Question

Use the properties of limits to help decide whether each limit exists. If limit exits, find its value.

a. lim_x-->[infinity] x^4 - x^3 - 3x / 7x^2 + 9
b. lim_x-->25 √x - 5 / x - 25

Answer 1

a) The limit doesnt exist.

b) The limit exists and its value is 1/10

Explanation:

a) We take the highest power (x⁴) as common factor in both the numerator and the denominator.

`\lim_(x \to \infty) (x^4-x^3-3x)/(7x^2+9) = \lim_(x \to \infty) (x^4(1-1/x-3/x^3))/(x^4(7/x^2+9/x^4)) = \lim_(x \to \infty) (1-1/x-3/x^3)/(7/x^2+9/x^4)`

The limit of the numerator is 1 (when x goes to infinity) and the limit on the second part is 0. Hence the limit doesnt exist (it goes to infinity).

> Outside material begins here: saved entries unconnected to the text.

PR #11032, opened 2015-05-19
basic: fix ValueError if value of a type='int' is not an int

resmo:
With this fix, we get a friendly error message:

```
failed: [localhost] => {"failed": true}
msg: value of argument start_port is not of type int
```


bcoca:
templted to add 'and we were unable to automatically convert'

resmo:
done

PR #11040, opened 2015-05-20
doc: we need GPLv3 license headers

resmo:
GPLv2 only headers are incompatible with GPLv3


abadger:
I think our preference is GPLv3 or later headers.  Not sure if we do not take any other licenses, though.  In particular, I don't know what our stance would be on GPLv2 or later  (GPL without version is equivalent to any version of the GPL so it's just a small bit looser than GPLv2 or later).

@jimi-c could you clarify this?

resmo:
@abadger set it to v3 only

abadger:
@jimi-c clarified for me in chat that it should be GPLv3 or later.

amenonsen:
@abadger so is the patch OK as is, or does it need to be modified?

bcoca:
@amenonsen patch is fine but there is legalize invovled

PR #11058, opened 2015-05-23
limit extensions for files in group/host_vars dir

### LINKED ISSUE #11017: Text backups (xxx.yml~) in host_vars override variables
##### Issue Type:

Bug Report
##### Ansible Version:

ansible 1.9.1 from ppa:ansible/ansible
##### Ansible Configuration:

default
##### Environment:

Ubuntu 15.04
##### Summary:

Text backup files ending on tilde as created e.g. by joe or gedit, in `host_vars/<hostname>/` override the actual variable data.
##### Steps To Reproduce:
- Write samle data into `host_vars/<hostname>/test.yml`
- Edit `host_vars/<hostname>/test.yml` using gedit, gedit will create `host_vars/<hostname>/test.yml~`
- Ensure `test.yml` and `test.yml~` differ

Now ansible will override a variable defined in `test.yml` using the data from `test.yml~`.
##### Expected Results:

Only `*.yml` files are recognized by ansible in `host_vars`.
##### Actual Results:

`*.yml~` files are recognized by ansible in `host_vars`.

srgvg:
inventory vars: make loading from a directory obey the same rules as
when checking the base paths, looking at the file name extensions
as defined in CONSTANTS.YAML_FILENAME_EXTENSIONS

Fixes #11017


lib/ansible/utils/__init__.py
```diff
@@ -1617,7 +1617,9 @@ def _load_vars_from_folder(folder_path, results, vault_password=None):
     names.sort()
 
     # do not parse hidden files or dirs, e.g. .svn/
-    paths = [os.path.join(folder_path, name) for name in names if not name.startswith('.')]
+    paths = [os.path.join(folder_path, name) for name in names
+            if not name.startswith('.')
+            and os.path.splitext(name)[1] in C.YAML_FILENAME_EXTENSIONS]
```
bcoca, line 1622: would -1 not be better as the array index, JIC someone names.their.files.yml this way.

srgvg, line 1622: This is `os.path.splitext` which always returns 2 items. So [1] and [-1] would always be the same.

https://docs.python.org/2/library/os.path.html#os.path.splitext
Split the pathname path into a pair (root, ext) such that root + ext == path, and ext is empty or begins with a period and contains at most one period. Leading periods on the basename are ignored; splitext('.cshrc') returns ('.cshrc', '').

```
In [1]: import os

In [2]: os.path.splitext('names.their.files.yml')
Out[2]: ('names.their.files', '.yml')
```

PR #11062, opened 2015-05-25
Factor primitives for F5 modules

Etienne-Carriere:
Factor the standard elements for all F5 Big IP modules : 
- F5 standard arguments 
- F5 login method


srgvg:
cc @mhite

mhite:
Presuming this is preparation work for moving common elements into a shared library now that Ansible supports it?

Etienne-Carriere:
My only small goal was to factor login functions for F5 . I am not aware of shared library concept in Ansible . Do you have an example that I can use as an example ? 

Thanks

Etienne-Carriere:
Yes, I plan to factor, in a first phase, the login phase and the associated parameters. Perhaps there will be more elements to factor in the future

PR #11073, opened 2015-05-26
Include more info when a task fails

msabramo:
Adds "playbook", "role", and "task" fields to the output when a task fails.

This makes it easier to pinpoint where the problem is, especially
when you have a lot of roles and playbooks.

e.g.:

```
failed: [vagrant] => {..."playbook": "/Users/marca/dev/ansible/vagrant.yml",
                      ..."role": "pythonapp",
                      ..."task": "pip install -r /opt/src/{{ sm_app_role }}/requirements.txt"...}
```

Cc: @sontek, @sudarkoff


sudarkoff:
Yes, yes, yes! :+1:

bcoca:
please note that this will be superseded in v2 with the new callbacks.

PR #11075, opened 2015-05-27
corrected the playbook name from rolling_upgrade.yml to rolling_updat…

initcron:
…e.yml as per example playbook


amenonsen:
It seems to me that a better fix would be to rename ansible-examples/lamp_haproxy/rolling_update.yml to rolling_upgrade.yml, since it's referred to as a rolling upgrade in guide_rolling_upgrade.rst

dharmabumstead:
Thanks!

PR #11076, opened 2015-05-27
module_utils.basic: set LC_ALL=C in command_run()

resmo:
Instead of passing the env into the command_run(), it should be defaulted to LC_ALL=C.
Closes https://github.com/ansible/ansible-modules-extras/pull/529


bcoca:
I"m trying to find/remember why this was removed at one point as it used to be the default for running modules.

PR #11079, opened 2015-05-28
Avoid too broad except in Inventory

amegianeg:
Capture only IOError when reading shebang from inventory file, to avoid ignoring other possible exceptions like timeouts from a task.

b) Note that if we multiply √x - 5 by its conjugate of , which is √x + 5, we obtain x - 25, thus

`\lim_(x \to 25) (\sqrt x - 5)/(x - 25) = \lim_(x \to 25) ((√(x) - 5))/((√(x) - 5) * (√(x)+5)) = \lim_(x \to 25) (1)/(\sqrt x + 5) = (1)/(5+5) = (1)/(10)`

Hence, the limit exists and its value is 1/10.